For as truly bad as things have been because of the Covid-19 pandemic in the last 18 months, especially for families with school aged children having to cope with the effects of lockdowns and quarantines, it was remarkable that the convocation marking the beginning of the new school year for the Falls Church City Public Schools was as upbeat as it was this week. The onset of the new school year is going to require masks for all students, in accordance with Virginia Gov. Ralph Northam’s mandate, but beyond that, it was all thumbs up and positive at the convocation, the first ever large scale public event held in the brand-spanking new $120 million state of the art newly-renamed Meridian High School.
The school will open its doors on the first day of school Monday to a full complement of students for a full time in person education with the minor stipulation that, while indoors, all must wear masks, at least for the time being.

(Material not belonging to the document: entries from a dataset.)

Issue #1253, opened 2026-06-16
[RNE Rewrite] Integrate ResourceFetcher with refactor


barhanc:
The PoC, we are basing this rewrite on, uses a crude, ad hoc solution for downloading and loading model files, see: https://github.com/barhanc/rnet-poc/blob/main/src/hooks/useModelDownload.ts. We should instead use the ResourceFetcher package. The PR referencing this issue should also add something like a `download` function so that it is possible to use `create<Task>` api with pre-exported models defined in `models.ts` as `create<Task>(download(models.<task>.MODEL_CONSTANT))`. 

Here is an example of minimal storage implementation using 'react-native-blob-util' https://github.com/callstackincubator/ai/blob/main/packages/llama/src/storage.ts.

msluszniak:
**Design decision: which fetcher architecture for the rewrite**

Considered four options:

**1. Port the old two-package flow (`expo-resource-fetcher` + `bare-resource-fetcher` + adapter DI)** ❌
- ~1750 LOC across 3 packages, adapter ceremony via `initExecutorch`, two divergent implementations to maintain.
- Its main justification — "Expo users shouldn't need extra native deps" — is moot: RNE ships native code, so Expo Go was never supported; every Expo user is on a dev client where any autolinked dep works.
- `pauseFetching`/`resumeFetching` throws `PlatformNotSupported` on bare Android and nobody complained — evidence the API surface it preserves isn't actually needed.

**2. Keep the current `react-native-fs` hook** ❌
- `@dr.pogodin/react-native-fs` is a maintained fork but with ~13× lower adoption than blob-util (~62k vs ~817k weekly downloads), and it's a filesystem lib where download is a side feature.

**3. Own native downloader (URLSession/OkHttp behind our JSI layer)** ⏸ deferred
- Zero peer deps and best control, but the rewrite's Android module is JSI-install-only, so it's the most plumbing-heavy option (~3–5 days both platforms). Not worth blocking the rewrite on; can be swapped in later behind the same interface.

**4. Single fetcher on `react-native-blob-util`** ✅ **my candidate**
- Purpose-built network→file API (`config({path}).fetch()` streams straight to disk), actively maintained, de facto ecosystem standard — same lib as the callstack example linked above.

**Scope for v1:**
- `download(source, onProgress?): Promise<string>` — promise-first so `create<Task>(download(models.X))` works; hooks wrap it.
[...]

PR #1274, opened 2026-06-22
[RNE Rewrite] feat: add tokenizer pipeline (#1248)

### LINKED ISSUE #1248: [RNE Rewrite] Add tokenizer pipeline implementation
Implement tokenization pipeline (basically expose tokenizers to TS) using the new approach to achieve parity with current implementation

msluszniak:
## Description

Adds the tokenizer pipeline (issue #1248) using the new worklet-based architecture, with functional parity to the current `TokenizerModule`.

A new `nlp` extension exposes a `loadTokenizer` JSI primitive (top-level on `__rnexecutorch_jsi__`, like `loadModel`) returning a `Tokenizer` host object backed by `tokenizers::HFTokenizer`. On top of it sits a `createTokenizer(config, runtime?)` async factory (async + `*Worklet` variants + `dispose`) and a `useTokenizer` hook. Methods: `encode`, `decode`, `getVocabSize`, `idToToken`, `tokenToId` — same semantics as today (special tokens follow the `tokenizer.json` post_processor). The `*Worklet` variants let an upcoming text-embeddings task tokenize → build tensors → run forward within a single worklet.

- C++: `cpp/extensions/nlp/{tokenizer,install}.{h,cpp}`, wired into `RnExecutorch.cpp`.
- TS: `src/extensions/nlp/{ops,tasks}/tokenizer.ts`, `src/hooks/useTokenizer.ts`, exports in `index.ts`, example `models.tokenizer.ALL_MINILM_L6_V2`.
- Build: tokenizer header-search paths added to `android/CMakeLists.txt` and the podspec — `pytorch/tokenizers/include` plus the bundled libs its public headers pull in (`nlohmann/json`, `re2`, and re2's `abseil` dep). Symbols link from the prebuilt `libexecutorch`. Documented in `third-party/README.md`.
- Demo: a dedicated `apps/nlp` example app with a Tokenizer screen that drives the full pipeline on device.

- [ ] Yes
- [x] No

### Type of change

### Tested on

- [x] iOS
- [ ] Android

### Testing instructions

CI is TypeScript-only here (native isn't compiled in CI); `yarn typecheck`, root `yarn lint`, and `yarn prepare` (bob build) all pass.

To exercise the native tokenizer end-to-end via the demo app:

1. Provision the ExecuTorch `third-party` artifacts into `packages/react-native-executorch/third-party/` (see `third-party/README.md`). The existing PoC bundle already ships the llm/tokenizers extension (headers + symbols), so no rebuild is needed.
2. `yarn && cd apps/nlp && yarn ios` — the iOS simulator works since the tokenizer is pure CPU (no GPU/Metal).
3. Open the **Tokenizer** screen. It loads `all-MiniLM-L6-v2` and auto-runs `encode` / `decode` / `getVocabSize` / `idToToken` / `tokenToId`, asserting: `encode("Hello world")` = `[7592, 2088]`, `decode` round-trips to `"hello world"`, `getVocabSize()` = `30522`, and `tokenToId(idToToken(id))` is the identity. All three assertions should read **PASS** (also logged as `[TokenizerTest]`).

The screen genuinely drives the new code — `useTokenizer` → `createTokenizer` → the `loadTokenizer` JSI primitive → the native `TokenizerHostObject` / `HFTokenizer` — so a green run validates the whole pipeline, not just the types. Verified locally on iOS (iPhone 16 Pro Max, Xcode 26.5): all assertions pass.

The `apps/nlp` app is intentionally minimal and exists only to prove this pipeline; it can be dropped after approval if you'd prefer not to keep a demo app in-tree.

### Related issues

#1248, part of #1208

### Checklist

### Additional notes

The C++ mirrors the current `TokenizerModule`, which is backed by `pytorch/tokenizers` (`tokenizers::HFTokenizer`) from the ExecuTorch llm/tokenizers extension. This PR consumes the same headers (the third-party bundle under `extension/llm/tokenizers`) and prebuilt symbols (from `libexecutorch`); it does not use the `tokenizers-cpp` submodule. Tokenizer download currently uses the temporary `react-native-fs`-based `useResourceDownload` introduced in #1264 (to be replaced by the ResourceFetcher in #1253).


packages/react-native-executorch/android/CMakeLists.txt
```diff
@@ -35,6 +37,13 @@ target_compile_definitions(${CMAKE_PROJECT_NAME} PRIVATE
 target_include_directories(${CMAKE_PROJECT_NAME} PRIVATE
     ../cpp
     ${CMAKE_CURRENT_SOURCE_DIR}/../third-party/include
+    # pytorch/tokenizers headers (and the third-party libs they pull in:
+    # nlohmann/json, re2 and its abseil dependency) ship inside the ExecuTorch
+    # llm extension bundle
```
barhanc: I don't think this comment is necessary.

packages/react-native-executorch/cpp/extensions/nlp/tokenizer.cpp
```diff
@@ -0,0 +1,265 @@
...
+                if (!val.isNumber()) {
+                    throw jsi::JSError(rt, "decode: Expected tokens[" + std::to_string(i) + "] to be a number");
+                }
+                tokens.push_back(static_cast<uint64_t>(val.asNumber()));
+            }
+
+            auto result = self->tokenizer_->decode(tokens, skipSpecialTokens);
+            if (!result.ok()) {
+                throw jsi::JSError(rt, "decode: Failed to decode tokens: error " +
+                                           std::to_string(static_cast<int32_t>(result.error())));
```
barhanc: Same as in `encode`.

packages/react-native-executorch/cpp/extensions/nlp/tokenizer.cpp
```diff
@@ -0,0 +1,265 @@
...
+
+            if (!self->tokenizer_) {
+                throw jsi::JSError(rt, "idToToken: Tokenizer has been disposed");
+            }
+
+            auto tokenId = static_cast<uint64_t>(args[0].asNumber());
+            auto result = self->tokenizer_->id_to_piece(tokenId);
+            if (!result.ok()) {
+                throw jsi::JSError(rt, "idToToken: Failed to convert id to token: error " +
+                                           std::to_string(static_cast<int32_t>(result.error())));
```
barhanc: Same as in `encode` / `decode`.

packages/react-native-executorch/cpp/extensions/nlp/tokenizer.cpp
```diff
@@ -0,0 +1,265 @@
...
+
+            if (!self->tokenizer_) {
+                throw jsi::JSError(rt, "tokenToId: Tokenizer has been disposed");
+            }
+
+            auto token = args[0].asString(rt).utf8(rt);
+            auto result = self->tokenizer_->piece_to_id(token);
+            if (!result.ok()) {
+                throw jsi::JSError(rt, "tokenToId: Failed to convert token to id: error " +
+                                           std::to_string(static_cast<int32_t>(result.error())));
```
barhanc: Same as in `encode` / `decode`.

packages/react-native-executorch/src/extensions/nlp/ops/tokenizer.ts
```diff
@@ -0,0 +1,52 @@
+import { rnexecutorchJsi } from '../../../native/bridge';
+
+declare const tokenizerBrand: unique symbol;
+
+/**
+ * A native HuggingFace-compatible tokenizer instance, backed by a JSI host
+ * object living on the worklet runtime it was loaded on.
+ *
+ * All methods are synchronous and worklet-callable, mirroring the {@link Model}
+ * and {@link Tensor} primitives. For app-level usage prefer the asynchronous
```
barhanc: The comment about mirroring Model/Tensor seems out of place for user facing API.

packages/react-native-executorch/src/extensions/nlp/ops/tokenizer.ts
```diff
@@ -0,0 +1,52 @@
...
+ * these calls onto the worklet runtime for you.
+ * @category Types
+ */
+export type Tokenizer = {
+  readonly path: string;
+
+  /** Encodes a string into an array of token ids (special tokens follow the tokenizer.json post_processor). */
+  encode(text: string): number[];
+  /** Decodes an array of token ids back into a string. */
+  decode(tokens: number[], skipSpecialTokens: boolean): string;
```
barhanc: Perhaps `skipSpecialTokens` should have a default value?

packages/react-native-executorch/src/extensions/nlp/ops/tokenizer.ts
```diff
@@ -0,0 +1,52 @@
...
+   * @internal
+   */
+  readonly [tokenizerBrand]: never;
+};
+
+/**
+ * Loads a HuggingFace tokenizer from a local `tokenizer.json` file.
+ *
+ * This is a worklet-compatible primitive — it must be invoked on the worklet
+ * runtime (e.g. via {@link wrapAsync}) and returns a {@link Tokenizer} host
```
barhanc: This comment is misleading, the `loadTokenizer` can be just as well called synchronously on the JS thread.

packages/react-native-executorch/src/extensions/nlp/tasks/tokenizer.ts
```diff
@@ -0,0 +1,74 @@
...
+import { wrapAsync } from '../../../core/runtime';
+import { loadTokenizer } from '../ops/tokenizer';
+
+/**
+ * Model configuration required to instantiate a tokenizer task runner.
+ * @category Types
+ */
+export type TokenizerConfig = {
+  readonly tokenizerPath: string;
+};
```
barhanc: Since the config contains only one field, perhaps it can be just inlined into the constructor, unless we plan to add more config options in the future?

packages/react-native-executorch/src/extensions/nlp/ops/tokenizer.ts
```diff
@@ -0,0 +1,52 @@
...
+declare const tokenizerBrand: unique symbol;
+
+/**
+ * A native HuggingFace-compatible tokenizer instance, backed by a JSI host
+ * object living on the worklet runtime it was loaded on.
+ *
+ * All methods are synchronous and worklet-callable, mirroring the {@link Model}
+ * and {@link Tensor} primitives. For app-level usage prefer the asynchronous
+ * {@link createTokenizer} factory or the `useTokenizer` hook, which marshal
+ * these calls onto the worklet runtime for you.
```
barhanc: I'm not sure if we want to link/mention higher-level API in lower-level docs, seems slightly out of place and adds coupling (even if only in docs) that we need to change in case something in the implementation changes.

packages/react-native-executorch/src/extensions/nlp/ops/tokenizer.ts
```diff
@@ -0,0 +1,52 @@
...
+ * @category Types
+ */
+export type Tokenizer = {
+  readonly path: string;
+
+  /** Encodes a string into an array of token ids (special tokens follow the tokenizer.json post_processor). */
```
barhanc: These docs should follow standard template with `@param`, `@returns`, etc.

packages/react-native-executorch/react-native-executorch.podspec
```diff
@@ -32,6 +32,13 @@ Pod::Spec.new do |s|
     "HEADER_SEARCH_PATHS" => [
       "\"$(PODS_TARGET_SRCROOT)/cpp\"",
       "\"$(PODS_TARGET_SRCROOT)/third-party/include\"",
+      # pytorch/tokenizers headers (and the third-party libs they pull in:
+      # nlohmann/json, re2 and its abseil dependency) ship inside the ExecuTorch
+      # llm extension bundle
```
barhanc: Same as in CMakeList.

packages/react-native-executorch/src/extensions/nlp/tasks/tokenizer.ts
```diff
@@ -0,0 +1,74 @@
...
+  const encodeWorklet = (text: string): number[] => {
+    'worklet';
+    return tokenizer.encode(text);
+  };
+
+  const decodeWorklet = (tokens: number[], skipSpecialTokens: boolean = true): string => {
+    'worklet';
+    if (tokens.length === 0) {
+      return '';
+    }
```
barhanc: Can't we put this logic inside C++ code? Then we don't need this boilerplate and can return async function as `wrapAsync(tokenizer.decode,  runtime)`

packages/react-native-executorch/src/extensions/nlp/tasks/tokenizer.ts
```diff
@@ -0,0 +1,74 @@
...
+  };
+
+  const dispose = () => tokenizer.dispose();
+
+  return {
+    encode: wrapAsync(encodeWorklet, runtime),
+    decode: wrapAsync(decodeWorklet, runtime),
+    getVocabSize: wrapAsync(getVocabSizeWorklet, runtime),
+    idToToken: wrapAsync(idToTokenWorklet, runtime),
+    tokenToId: wrapAsync(tokenToIdWorklet, runtime),
```
barhanc: These are extremely lightweight functions and I would consider it an antipattern to call them asynchronously on a background thread, since the cost of passing the arguments through the JS runtime boundary is much greater than executing these functions. They should just be returned as
```ts
getVocabSize: tokenizer.getVocabSize,
idToToken: tokenizer.idToToken,
tokenToId: tokenizer.tokenToId,
```

packages/react-native-executorch/src/extensions/nlp/tasks/tokenizer.ts
```diff
@@ -0,0 +1,74 @@
...
+
+  const idToTokenWorklet = (id: number): string => {
+    'worklet';
+    return tokenizer.idToToken(id);
+  };
+
+  const tokenToIdWorklet = (token: string): number => {
+    'worklet';
+    return tokenizer.tokenToId(token);
+  };
```
barhanc: This boilerplate with wrapping `Tokenizer` methods in function with `'worklet'` directive is not necessary. You can just return e.g. `tokenToId: tokenizer.tokenToId` and it will work in any workletized function.

packages/react-native-executorch/src/extensions/nlp/tasks/tokenizer.ts
```diff
@@ -0,0 +1,74 @@
...
+
+  const dispose = () => tokenizer.dispose();
```
barhanc: This should be the first function defined in constructor, so it is easy to see that there are no native memory leaks.

packages/react-native-executorch/src/extensions/nlp/ops/tokenizer.ts
barhanc, line 1: `ops/` isn't a very good name for this directory. It's imo too generic. For CV it works because it contains operations for common CV transforms. Here in nlp we will have directories like `llm/` for LLM related stuff, `privacy-filter` and so on, so this should imo either be in root `nlp/` as a standalone `tokenizer.ts` or nested in `nlp/tokenizer/tokenizer.ts`.

packages/react-native-executorch/src/extensions/nlp/tasks/tokenizer.ts
```diff
@@ -0,0 +1,74 @@
...
+    encode: wrapAsync(encodeWorklet, runtime),
+    decode: wrapAsync(decodeWorklet, runtime),
+    getVocabSize: wrapAsync(getVocabSizeWorklet, runtime),
+    idToToken: wrapAsync(idToTokenWorklet, runtime),
+    tokenToId: wrapAsync(tokenToIdWorklet, runtime),
+    encodeWorklet,
+    decodeWorklet,
+    getVocabSizeWorklet,
+    idToTokenWorklet,
+    tokenToIdWorklet,
```
barhanc: I don't really see the point of exposing both the async and worklet functions. See my file comment, but if we want to leave this as a task, then imo we should just return `encode`, `decode` as async functions and the rest as sync.

packages/react-native-executorch/cpp/extensions/nlp/tokenizer.cpp
```diff
@@ -0,0 +1,265 @@
...
+
+            if (!self->tokenizer_) {
+                throw jsi::JSError(rt, "encode: Tokenizer has been disposed");
+            }
+
+            auto text = args[0].asString(rt).utf8(rt);
+            auto result = self->tokenizer_->encode(text, kNumAddedBosTokens, kNumAddedEosTokens);
+            if (!result.ok()) {
+                throw jsi::JSError(rt, "encode: Failed to encode input: error " +
+                                           std::to_string(static_cast<int32_t>(result.error())));
```
barhanc: Please use `std::string errorMsg = executorch::runtime::to_string(result.error());` in JS exception string instead of error code.

packages/react-native-executorch/src/extensions/nlp/tasks/tokenizer.ts
barhanc, line 1: The problem I see with this file is that there is really no orchestration logic here, no task per se---it's just a boilerplate wrapper over `ops/tokenizer.ts`. Now, if we want to be 100% functionally backward-compatible with our old API and must expose a *hook* `useTokenizer` then imo this file should just be basically something like this (because this is all we need for hook)
```ts
export async function createTokenizer(config: TokenizerConfig, runtime?: WorkletRuntime) {
  const { tokenizerPath } = config;
  const tokenizer = await wrapAsync(loadTokenizer, runtime)(tokenizerPath);
  const dispose = () => tokenizer.dispose();
  return {
    encode: wrapAsync(tokenizer.encode, runtime),
    decode: wrapAsync(tokenizer.decode, runtime),
    getVocabSize: tokenizer.getVocabSize,
    idToToken: tokenizer.idToToken,
    tokenToId: tokenizer.tokenToId,
    dispose,
  };
}
```
But I'm questioning if this is even needed at all. The `ops/tokenizer.ts` is the abstraction we need for implementing stuff like embeddings, privacy-filter, etc. (the pattern is similar to the `LLMRunner` use in the LLMChat task in PoC). Additionally, the tasks should be like whole pipelines that typical users can just take and do something end-to-end with. It's hard to imagine why would a typical user who only uses the hooks API want a bare tokenizer without anything else, and for power users who create their own pipelines there is still `ops/tokenizer.ts`, it is not internal-only. 

I'm fine with both approaches but if we decide to keep the tokenization as a task, then let's only do it as this very minimal wrapper above, and in end-to-end tasks like embeddings / privacy-filter let's use the `ops/tokenizer.ts` abstraction. Also small nit, the task should be called 'tokenization'.

barhanc (changes requested):
I only went over the library implementation. Tomorrow I will take a look at the example app and test it.

packages/react-native-executorch/cpp/extensions/nlp/install.cpp
```diff
@@ -0,0 +1,8 @@
+#include "install.h"
+#include "tokenizer.h"
+
+namespace rnexecutorch::extensions::nlp {
+void install(facebook::jsi::Runtime &rt, facebook::jsi::Object &module) {
+    tokenizer::install_loadTokenizer(rt, module);
```
barhanc: These should be installed under `nlp` submodule (same pattern as CV)
```cpp
void install(facebook::jsi::Runtime &rt, facebook::jsi::Object &module) {
    jsi::Object nlpModule = jsi::Object(rt);
    // ...
    module.setProperty(rt, "nlp", nlpModule);
}
```

packages/react-native-executorch/src/extensions/nlp/ops/tokenizer.ts
```diff
@@ -0,0 +1,52 @@
...
+ * This is a worklet-compatible primitive — it must be invoked on the worklet
+ * runtime (e.g. via {@link wrapAsync}) and returns a {@link Tokenizer} host
+ * object bound to that runtime.
+ * @category Typescript API
+ * @param tokenizerPath Absolute local path to a `tokenizer.json` file.
+ * @returns The loaded tokenizer.
+ */
+export function loadTokenizer(tokenizerPath: string): Tokenizer {
+  'worklet';
+  return rnexecutorchJsi.loadTokenizer(tokenizerPath) as Tokenizer;
```
barhanc: The `loadTokenizer` method should be under `rnexecutorchJsi.nlp`.

packages/react-native-executorch/cpp/extensions/nlp/tokenizer.cpp
msluszniak: I couldn't do it directly since tokenizers returns different error enum. I added small mapping to handle this one.

packages/react-native-executorch/src/extensions/nlp/tasks/tokenizer.ts
msluszniak: For now I changed into a field. I we decide it is not sufficient, we can reintroduce the config.

packages/react-native-executorch/src/extensions/nlp/tasks/tokenizer.ts
msluszniak: For now decided to keep it for now, mostly for `useTokenizer`. But I'm totally ok to change it and delete it completely if we eventually decide so.

packages/react-native-executorch/src/extensions/nlp/tasks/tokenization.ts
```diff
@@ -0,0 +1,28 @@
+import type { WorkletRuntime } from 'react-native-worklets';
+
+import { wrapAsync } from '../../../core/runtime';
+import { loadTokenizer } from '../tokenizer';
+
+/**
+ * Loads a tokenizer and exposes its operations with lifetime management, for
+ * use by the `useTokenizer` hook and as a building block for higher-level NLP
+ * tasks (embeddings, privacy filter, ...).
```
barhanc: This comment seems unnecessary and for building end-to-end tasks we should use the `tokenizer.ts` directly not this thin wrapper.

apps/nlp/app/tokenizer/index.tsx
```diff
@@ -0,0 +1,272 @@
...
+    setRunning(true);
+    setRunError(null);
+    setIds(null);
+    setRoundTrip(null);
+    setVocabSize(null);
+    setChecks([]);
+    try {
+      const tokenIds = await encode(text);
+      const decoded = await decode(tokenIds, true);
+      const vocab = await getVocabSize();
```
barhanc: Stale`await` and similarly for `idToToken` and `tokenToId`.

barhanc (approved):
Tested and works good! One more thing I noticed (that isn't blocking on this PR because it will probably become clearer when we add some downstream tasks that use tokenizer) is the serialization cost of `number[]` returned by the async `encode`. I worry it might be quite large for long texts. I guess it's not a problem for tasks like embeddings or privacy-filter since there we would use the `tokenizer.ts` directly and tokens array would never pass the thread boundary since the tokens would then get consumed by some other model and the final returned object might be much lighter. Worth keeping in mind though. For now since the hook is mostly to test the tokenizer implementation it's fine.

msluszniak:
> Tested and works good! One more thing I noticed (that isn't blocking on this PR because it will probably become clearer when we add some downstream tasks that use tokenizer) is the serialization cost of `number[]` returned by the async `encode`. I worry it might be quite large for long texts. I guess it's not a problem for tasks like embeddings or privacy-filter since there we would use the `tokenizer.ts` directly and tokens array would never pass the thread boundary since the tokens would then get consumed by some other model and the final returned object might be much lighter. Worth keeping in mind though. For now since the hook is mostly to test the tokenizer implementation it's fine.

I'll add this point to the `TODO.md`. Maybe you have an idea how this might be fixed so we can quickly prototype this soon?

barhanc:
I guess returning TypedArray instead of `number[]` is an easy fix, since with patch the transfer of ArrayBuffer between threads is fast.

msluszniak:
@barhanc last question, do you want to keep this demo app? I build it mainly for testing purpose. It is not interactive at all, so maybe we shouldn't keep it at all?

barhanc:
For now it's fine. When we have some other screens like embeddings we can remove it.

FCCPS Superintendent Dr. Peter Noonan’s message to students, staff, parents and the wider Falls Church community was enormously positive and, as they say, cautiously optimistic. It is premised on the remarkable demonstration of support for the school system by the vast majority of City residents, a support that was underscored in recent years by the amazing majorities of school bond and other referendum votes. They were redoubled by the clear satisfaction the huge majority of citizens have indicated, even with, as Noonan noted, their “silence,” regarding the incredibly complex and complicated process by which the City and its school system leaders were able to work together to run the construction of the new high school and the imminent large-scale mixed use development of an adjacent 10 acres on the site of the old, now demolished high school.
No balls have been dropped in the astonishing juggling act it has taken to accomplish both results simultaneously, even with the added emergency of a fierce Covid-19 pandemic. It has all proceeded flawlessly, to the considerable chagrin of a tiny band of naysayer residents who have never been able to accept that the City could do anything right.
All this has happened even as one must accept the inevitability that something must go wrong. But, nope, not so far. The process has not only paid for the whole new high school with all the bells and whistles, but it’s done so by providing the region’s biggest real estate tax rate cut for all City taxpayers.
Moreover, while we say all this while “knocking on wood,” superstition is proving no match for the competence and dedication of well-chosen professionals and talented volunteer residents of the Little City. Amidst all this, the City survived a global pandemic and years of one of the ugliest presidential regimes in U.S. history, and our students have proven themselves both highly qualified and uniquely compassionate, amazing present and future leaders.